Task item: Lines below that include the word "sorted" should each be copied.

Top of The records

PR #1447, opened 2018-06-07
removed subject restriction on the permission check used by the searc…

jtreuting:
…h students SQL

Still have not tested locally but check it out

### DIFF
--- a/reporting-service/src/main/resources/application.sql.yml
+++ b/reporting-service/src/main/resources/application.sql.yml
@@ -34,7 +34,6 @@ sql:
         JOIN student st on st.id = e.student_id
         JOIN school s ON s.id = e.school_id
         JOIN school isch ON st.inferred_school_id = isch.id
-        JOIN asmt a ON a.id = e.asmt_id
       WHERE e2.student_id IS NULL
         AND (
           :group_id IS NULL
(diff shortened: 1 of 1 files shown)


reporting-service/src/main/resources/application.sql.yml
```diff
@@ -335,3 +335,43 @@ sql:
            OR 1 = :state_embargo_admin
            OR s.district_id IN (:district_embargo_admin_ids)
         )
+
+      studentSearchPermissions: >-
```
jtreuting: combined the `sql.snipper.studentExamPermissionWIthoutEmbargo` and the check above, but removed the restriction on subject that was part of the studentExamPermissionWIthoutEmbargo check

reporting-service/src/main/resources/application.sql.yml
```diff
@@ -335,3 +335,43 @@ sql:
...
+            )
+          )
+          OR
+          # Group permissions
+          (
+            EXISTS(
+               SELECT 1 FROM student_group_membership gm
+                     JOIN student_group sg ON sg.id = gm.student_group_id
+                     JOIN user_student_group usg ON usg.student_group_id = gm.student_group_id
+                        WHERE gm.student_id = e.student_id AND usg.user_login = :user_login
```
jtreuting: here is where there was also a check on the subject

agorina: 👍

agorina:
LGTM. I am assuming it passed the ITs?

PR #1449, opened 2018-06-07
fixes ordering of claims on claim report table

esotrope:


webapp/src/main/webapp/src/app/aggregate-report/results/aggregate-report-table.component.ts
```diff
@@ -294,12 +289,14 @@ export class AggregateReportTableComponent {
     this._orderingByColumnField[ 'schoolYear' ] = SchoolYearOrdering;
     this._orderingByColumnField[ 'claimCode' ] = reportType === AggregateReportType.Target
       ? OrganizationalClaimOrderingProvider(rows[0].subjectCode)
-      : ScorableClaimOrdering;
+      : ordering(ranking(options.claims.map(claim => claim.code))).on<AggregateReportItem>(item => item.claimCode);
```
esotrope: now sorts on the natural order of the claims provided by the option service.
I didn't bother to break the ranking up into subjects because we never show the subjects together anyway.

PR #1450, opened 2018-06-07
implemented sorting on target reports results view for groups

dsnyder-fairway:


webapp/src/main/webapp/src/app/assessments/results/view/target-report/target-report.component.ts
```diff
@@ -199,6 +215,42 @@ export class TargetReportComponent implements OnInit, ExportResults {
...
+        : event.data.sort(claimOrdering.on<AggregateTargetScoreRow>(row => row.claim).reverse().compare);
+    } else if (event.field === 'target') {
+      ascending ? event.data.sort(ordering(byString).on<AggregateTargetScoreRow>(row => row.target).compare)
+        : event.data.sort(ordering(byString).on<AggregateTargetScoreRow>(row => row.target).reverse().compare);
+    } else if (event.field === 'subgroup') {
+      // to keep Overall at the top we shift -> sort -> unshift
+      const overall = event.data.shift();
+      ascending ? event.data.sort(SubgroupOrdering.on<AggregateTargetScoreRow>(row => row.subgroup).compare)
+        : event.data.sort(SubgroupOrdering.on<AggregateTargetScoreRow>(row => row.subgroup).reverse().compare);
+      event.data.unshift(overall);
```
esotrope: why do we need to shift/unshift?

dsnyder-fairway: keeps Overall at the top with all the other subgroups sorted below

webapp/src/main/webapp/src/app/assessments/results/view/target-report/target-report.component.ts
```diff
@@ -199,6 +215,42 @@ export class TargetReportComponent implements OnInit, ExportResults {
...
   }
 
+  /**
+   * Sort the data
+   *
+   * @param event {{order: number, field: string}} An optional sort event
+   */
+  public sort(event?: SortEvent): void {
+    const ascending = event.order > 0;
+    if (event.field === 'claimOrder') {
```
esotrope: nit: would add this at the top to remove all the redundant dereferencing
```
const { field, data } = event;
```

esotrope: also a good candidate for a switch statement/ map based lookup like we use the aggregate table.

webapp/src/main/webapp/src/app/assessments/results/view/target-report/target-report.component.ts
wtritch: Oh wow... this is really hard to wrap my head around... Is there a better way to break all this up?

dsnyder-fairway: changes are coming

esotrope: sounds ominous 8 l

webapp/src/main/webapp/src/app/assessments/results/view/target-report/target-report.component.ts
```diff
@@ -199,6 +215,43 @@ export class TargetReportComponent implements OnInit, ExportResults {
...
+   * @param event {{order: number, field: string}} An optional sort event
+   */
+  public sort(event?: SortEvent): void {
+    const { field, data } = event;
+    const ascending = event.order > 0;
+    if (field === 'claimOrder') {
+      // when there isn't a subject specific claim ordering, then default ot a simple alpha sort
+      const claimOrdering: Ordering<string> = (SubjectClaimOrderings.get(this.assessment.subject) || ordering(byString));
+      ascending ? data.sort(claimOrdering.on<AggregateTargetScoreRow>(row => row.claim).compare)
+        : data.sort(claimOrdering.on<AggregateTargetScoreRow>(row => row.claim).reverse().compare);
```
wtritch: You could simplify all this with something like:
```
let columnOrdering: Ordering<AggregateTargetScoreRow>;
if (field === 'claimOrder') {
  columnOrdering = (SubjectClaimOrderings.get(this.assessment.subject) || ordering(byString))
    .on(row => row.claim);
} else if (blah) {
  ...
}
if (event.order < 0) {
  columnOrdering = columnOrdering.reverse();
}
data.sort(columnOrdering);
```

dsnyder-fairway: yeah I more or less did this in my latest changes

webapp/src/main/webapp/src/app/assessments/results/view/target-report/target-report.component.ts
```diff
@@ -199,6 +215,48 @@ export class TargetReportComponent implements OnInit, ExportResults {
...
+   * @param event {{order: number, field: string}} An optional sort event
+   */
+  public sort(event?: SortEvent): void {
+    const { field, data } = event;
+    const ascending = event.order > 0;
+    const order = this.getOrdering(field);
+
+    if (field === 'subgroup') {
+      // to keep Overall at the top we shift -> sort -> unshift
+      const overall = data.shift();
```
wtritch: You can do this using a combined Ordering that sorts overall via ranking then falls through to sorting alphabetically.  You can't assume that "overall" will always be the first value when coming into this method (e.g. if they sorted by a different field just prior, overall may be at any position.)

dsnyder-fairway:
@esotrope I think you are right. I was confused about how subgroups are ordered. I'll remove the overall shift / unshift

PR #1452, opened 2018-06-07
fixes report type sort and breaks up report view into two components

esotrope:


webapp/src/main/webapp/src/app/report/reports.component.html
```diff
@@ -4,96 +4,14 @@ <h2>{{'reports.heading' | translate}}</h2>
...
-      <tr>
-        <td [attr.colspan]="columns.length">
-          {{'common.no-results' | translate}}
-        </td>
-      </tr>
-    </ng-template>
-  </p-table>
+  <ng-container *ngIf="reports.length; else noReports">
+    <p>{{ 'reports.instructions' | translate }}</p>
+    <report-table [reports]="reports"></report-table>
```
wtritch: I wonder if `my-reports-table` might be more tightly scoped?  `reports` is just a very generic component/feature name =/  (Sorry, I'm pretty sure I'm the one that named it once-upon-a-time...)

esotrope: yeah.. not concerned with that atm. but if we do a rename i would opt for "UserReport" to follow the convention of user-created / user-specific things being prefixed with "user"

PR #2026, opened 2019-06-20
fixes longitundinal year range computation

esotrope:


webapp/src/main/webapp/src/app/aggregate-report/support.ts
```diff
@@ -13,19 +13,31 @@ import { isNullOrEmpty } from '../shared/support/support';
...
+
+/**
+ * @param endYear The year to start the list with
+ * @param gradeCodes The consecutive grade codes covered by the report (there cannot be gaps)
  */
 export function computeEffectiveYears(
   endYear: number,
   gradeCodes: string[]
 ): number[] {
-  // This is not foolproof and assumes each grade code can be parsed into a numeric value
```
esotrope: planned obsolescence

webapp/src/main/webapp/src/app/aggregate-report/support.spec.ts
```diff
@@ -16,17 +16,4 @@ describe('computeEffectiveYears', () => {
       98
     ]);
   });
-
-  it('should support grade code gaps', () => {
```
esotrope: this method was only used for longitudinal report queries which do not support gaps in years & grades

webapp/src/main/webapp/src/app/aggregate-report/support.ts
malaffoon: Dang, this will break as soon as we deploy because ELPAC has a grade = 'KG' assessment.

esotrope: well this should fix it

PR #2027, opened 2019-06-20
fixes filtering of total category for writing trait export

esotrope:


webapp/src/main/webapp/src/app/csv-export/csv-export.service.ts
```diff
@@ -366,15 +366,21 @@ export class CsvExportService {
     let maxPoints: number = 0;
 
     exportRequest.assessmentItems.forEach((item, i) => {
-      exportRequest.summaries[i].rows.forEach(summary => {
-        compositeRows.push({
-          assessmentItem: item,
-          writingTraitAggregate: summary
-        });
+      exportRequest.summaries[i].rows
+        .filter(
```
esotrope: i guess we dont want to see this category for summatives : j

malaffoon: That is correct, the display is different for summative assessments.

PR #2031, opened 2019-06-22
Allows for running a significant subset of sandbox database creation locally

ftdholbrook:
RP-516

- setup locally with minimal changes to the typical configuration
- archive.uri-root should be set to a file (usually "file://tmp")
- the local archive root needs to be populated with datasets that match the configured datasets (copy from QA S3 s3://rdw-qa-archive/sandbox-datasets/ to /tmp/sandbox-datasets)
- no olap schemas or users are set up in local mode
  - if sandbox aggregate report testing is needed a schema and user in redshift will need to be manually provisioned and configured


vgonzalez9:
Is this only for Sandbox creation?

ftdholbrook:
> Is this only for Sandbox creation?

No, also general tenant creation, but most of the problems running locally were around dataset loading form S3 which is only used by sandbox creation.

Bottom of The records

Completed exercise:
dsnyder-fairway: keeps Overall at the top with all the other subgroups sorted below
wtritch: You can do this using a combined Ordering that sorts overall via ranking then falls through to sorting alphabetically.  You can't assume that "overall" will always be the first value when coming into this method (e.g. if they sorted by a different field just prior, overall may be at any position.)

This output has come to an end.